* **WHAT TO WORK ON**
Word for word, copy the records that follow.

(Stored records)
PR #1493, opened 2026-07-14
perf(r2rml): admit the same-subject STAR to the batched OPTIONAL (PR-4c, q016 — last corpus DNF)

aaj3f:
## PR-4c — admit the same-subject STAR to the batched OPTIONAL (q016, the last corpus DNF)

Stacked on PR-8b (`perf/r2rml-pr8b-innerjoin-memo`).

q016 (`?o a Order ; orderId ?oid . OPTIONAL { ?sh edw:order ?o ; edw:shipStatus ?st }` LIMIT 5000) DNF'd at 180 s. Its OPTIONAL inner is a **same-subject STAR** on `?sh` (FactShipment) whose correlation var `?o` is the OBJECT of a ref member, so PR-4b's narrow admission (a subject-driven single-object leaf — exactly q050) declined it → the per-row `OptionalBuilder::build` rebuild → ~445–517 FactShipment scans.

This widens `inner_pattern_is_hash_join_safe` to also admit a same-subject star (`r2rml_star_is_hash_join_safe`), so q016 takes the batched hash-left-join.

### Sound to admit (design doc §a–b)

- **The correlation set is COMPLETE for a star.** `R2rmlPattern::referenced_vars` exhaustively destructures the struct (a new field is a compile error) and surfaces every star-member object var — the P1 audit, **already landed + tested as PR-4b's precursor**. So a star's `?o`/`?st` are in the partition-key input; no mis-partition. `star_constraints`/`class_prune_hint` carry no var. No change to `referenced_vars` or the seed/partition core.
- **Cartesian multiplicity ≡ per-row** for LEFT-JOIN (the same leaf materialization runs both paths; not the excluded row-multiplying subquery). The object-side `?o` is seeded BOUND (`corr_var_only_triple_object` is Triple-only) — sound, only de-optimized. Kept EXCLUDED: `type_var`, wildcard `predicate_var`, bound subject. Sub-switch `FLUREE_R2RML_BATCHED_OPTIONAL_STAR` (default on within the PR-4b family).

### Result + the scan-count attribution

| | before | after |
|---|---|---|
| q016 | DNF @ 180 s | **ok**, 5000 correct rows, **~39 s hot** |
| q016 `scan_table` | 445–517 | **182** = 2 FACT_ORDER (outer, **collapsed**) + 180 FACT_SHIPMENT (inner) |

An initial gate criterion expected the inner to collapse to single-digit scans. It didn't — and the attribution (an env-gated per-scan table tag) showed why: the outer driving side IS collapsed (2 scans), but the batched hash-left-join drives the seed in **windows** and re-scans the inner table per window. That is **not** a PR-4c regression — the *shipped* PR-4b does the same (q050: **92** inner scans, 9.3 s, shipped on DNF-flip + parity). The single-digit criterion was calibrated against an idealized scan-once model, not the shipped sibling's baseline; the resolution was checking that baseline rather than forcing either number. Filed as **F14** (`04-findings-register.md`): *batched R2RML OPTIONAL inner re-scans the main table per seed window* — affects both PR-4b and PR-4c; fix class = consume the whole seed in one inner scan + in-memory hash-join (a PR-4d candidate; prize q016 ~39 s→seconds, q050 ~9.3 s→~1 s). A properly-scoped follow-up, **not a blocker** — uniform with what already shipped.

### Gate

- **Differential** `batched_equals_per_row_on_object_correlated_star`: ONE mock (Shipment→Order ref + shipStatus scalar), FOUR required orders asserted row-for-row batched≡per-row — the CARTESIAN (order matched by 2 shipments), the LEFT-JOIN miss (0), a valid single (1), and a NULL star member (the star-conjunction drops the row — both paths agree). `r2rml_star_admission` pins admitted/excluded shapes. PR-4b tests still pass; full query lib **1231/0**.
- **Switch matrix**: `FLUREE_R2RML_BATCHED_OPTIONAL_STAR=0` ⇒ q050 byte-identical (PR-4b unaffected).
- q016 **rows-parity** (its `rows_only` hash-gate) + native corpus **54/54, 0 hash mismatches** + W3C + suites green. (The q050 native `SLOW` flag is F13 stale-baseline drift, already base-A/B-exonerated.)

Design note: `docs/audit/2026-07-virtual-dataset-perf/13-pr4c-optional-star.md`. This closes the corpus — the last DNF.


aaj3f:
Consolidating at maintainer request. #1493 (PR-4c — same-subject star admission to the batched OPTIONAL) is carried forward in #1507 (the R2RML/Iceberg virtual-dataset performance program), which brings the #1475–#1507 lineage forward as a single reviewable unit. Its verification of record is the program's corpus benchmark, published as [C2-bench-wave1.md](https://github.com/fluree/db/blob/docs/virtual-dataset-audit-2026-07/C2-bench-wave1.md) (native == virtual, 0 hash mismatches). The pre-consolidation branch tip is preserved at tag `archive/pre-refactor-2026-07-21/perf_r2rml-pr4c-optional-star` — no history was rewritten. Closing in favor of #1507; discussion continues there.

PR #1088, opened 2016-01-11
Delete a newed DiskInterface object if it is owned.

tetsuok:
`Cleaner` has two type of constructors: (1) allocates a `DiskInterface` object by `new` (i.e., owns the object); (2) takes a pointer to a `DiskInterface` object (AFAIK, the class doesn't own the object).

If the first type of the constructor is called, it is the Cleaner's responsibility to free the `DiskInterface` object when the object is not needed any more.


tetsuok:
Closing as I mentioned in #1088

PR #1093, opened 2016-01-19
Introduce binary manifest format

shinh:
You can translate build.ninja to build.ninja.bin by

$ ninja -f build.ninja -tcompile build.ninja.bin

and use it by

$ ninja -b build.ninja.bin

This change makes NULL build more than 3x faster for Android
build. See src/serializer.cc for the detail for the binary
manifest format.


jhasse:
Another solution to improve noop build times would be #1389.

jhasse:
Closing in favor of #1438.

* **SOLUTION BELOW**
PR #1493, opened 2026-07-14
perf(r2rml): admit the same-subject STAR to the batched OPTIONAL (PR-4c, q016 — last corpus DNF)

aaj3f:
## PR-4c — admit the same-subject STAR to the batched OPTIONAL (q016, the last corpus DNF)

Stacked on PR-8b (`perf/r2rml-pr8b-innerjoin-memo`).

q016 (`?o a Order ; orderId ?oid . OPTIONAL { ?sh edw:order ?o ; edw:shipStatus ?st }` LIMIT 5000) DNF'd at 180 s. Its OPTIONAL inner is a **same-subject STAR** on `?sh` (FactShipment) whose correlation var `?o` is the OBJECT of a ref member, so PR-4b's narrow admission (a subject-driven single-object leaf — exactly q050) declined it → the per-row `OptionalBuilder::build` rebuild → ~445–517 FactShipment scans.

This widens `inner_pattern_is_hash_join_safe` to also admit a same-subject star (`r2rml_star_is_hash_join_safe`), so q016 takes the batched hash-left-join.

### Sound to admit (design doc §a–b)

- **The correlation set is COMPLETE for a star.** `R2rmlPattern::referenced_vars` exhaustively destructures the struct (a new field is a compile error) and surfaces every star-member object var — the P1 audit, **already landed + tested as PR-4b's precursor**. So a star's `?o`/`?st` are in the partition-key input; no mis-partition. `star_constraints`/`class_prune_hint` carry no var. No change to `referenced_vars` or the seed/partition core.
- **Cartesian multiplicity ≡ per-row** for LEFT-JOIN (the same leaf materialization runs both paths; not the excluded row-multiplying subquery). The object-side `?o` is seeded BOUND (`corr_var_only_triple_object` is Triple-only) — sound, only de-optimized. Kept EXCLUDED: `type_var`, wildcard `predicate_var`, bound subject. Sub-switch `FLUREE_R2RML_BATCHED_OPTIONAL_STAR` (default on within the PR-4b family).

### Result + the scan-count attribution

| | before | after |
|---|---|---|
| q016 | DNF @ 180 s | **ok**, 5000 correct rows, **~39 s hot** |
| q016 `scan_table` | 445–517 | **182** = 2 FACT_ORDER (outer, **collapsed**) + 180 FACT_SHIPMENT (inner) |

An initial gate criterion expected the inner to collapse to single-digit scans. It didn't — and the attribution (an env-gated per-scan table tag) showed why: the outer driving side IS collapsed (2 scans), but the batched hash-left-join drives the seed in **windows** and re-scans the inner table per window. That is **not** a PR-4c regression — the *shipped* PR-4b does the same (q050: **92** inner scans, 9.3 s, shipped on DNF-flip + parity). The single-digit criterion was calibrated against an idealized scan-once model, not the shipped sibling's baseline; the resolution was checking that baseline rather than forcing either number. Filed as **F14** (`04-findings-register.md`): *batched R2RML OPTIONAL inner re-scans the main table per seed window* — affects both PR-4b and PR-4c; fix class = consume the whole seed in one inner scan + in-memory hash-join (a PR-4d candidate; prize q016 ~39 s→seconds, q050 ~9.3 s→~1 s). A properly-scoped follow-up, **not a blocker** — uniform with what already shipped.

### Gate

- **Differential** `batched_equals_per_row_on_object_correlated_star`: ONE mock (Shipment→Order ref + shipStatus scalar), FOUR required orders asserted row-for-row batched≡per-row — the CARTESIAN (order matched by 2 shipments), the LEFT-JOIN miss (0), a valid single (1), and a NULL star member (the star-conjunction drops the row — both paths agree). `r2rml_star_admission` pins admitted/excluded shapes. PR-4b tests still pass; full query lib **1231/0**.
- **Switch matrix**: `FLUREE_R2RML_BATCHED_OPTIONAL_STAR=0` ⇒ q050 byte-identical (PR-4b unaffected).
- q016 **rows-parity** (its `rows_only` hash-gate) + native corpus **54/54, 0 hash mismatches** + W3C + suites green. (The q050 native `SLOW` flag is F13 stale-baseline drift, already base-A/B-exonerated.)

Design note: `docs/audit/2026-07-virtual-dataset-perf/13-pr4c-optional-star.md`. This closes the corpus — the last DNF.


aaj3f:
Consolidating at maintainer request. #1493 (PR-4c — same-subject star admission to the batched OPTIONAL) is carried forward in #1507 (the R2RML/Iceberg virtual-dataset performance program), which brings the #1475–#1507 lineage forward as a single reviewable unit. Its verification of record is the program's corpus benchmark, published as [C2-bench-wave1.md](https://github.com/fluree/db/blob/docs/virtual-dataset-audit-2026-07/C2-bench-wave1.md) (native == virtual, 0 hash mismatches). The pre-consolidation branch tip is preserved at tag `archive/pre-refactor-2026-07-21/perf_r2rml-pr4c-optional-star` — no history was rewritten. Closing in favor of #1507; discussion continues there.

PR #1088, opened 2016-01-11
Delete a newed DiskInterface object if it is owned.

tetsuok:
`Cleaner` has two type of constructors: (1) allocates a `DiskInterface` object by `new` (i.e., owns the object); (2) takes a pointer to a `DiskInterface` object (AFAIK, the class doesn't own the object).

If the first type of the constructor is called, it is the Cleaner's responsibility to free the `DiskInterface` object when the object is not needed any more.


tetsuok:
Closing as I mentioned in #1088

PR #1093, opened 2016-01-19
Introduce binary manifest format

shinh:
You can translate build.ninja to build.ninja.bin by

$ ninja -f build.ninja -tcompile build.ninja.bin

and use it by

$ ninja -b build.ninja.bin

This change makes NULL build more than 3x faster for Android
build. See src/serializer.cc for the detail for the binary
manifest format.


jhasse:
Another solution to improve noop build times would be #1389.

jhasse:
Closing in favor of #1438.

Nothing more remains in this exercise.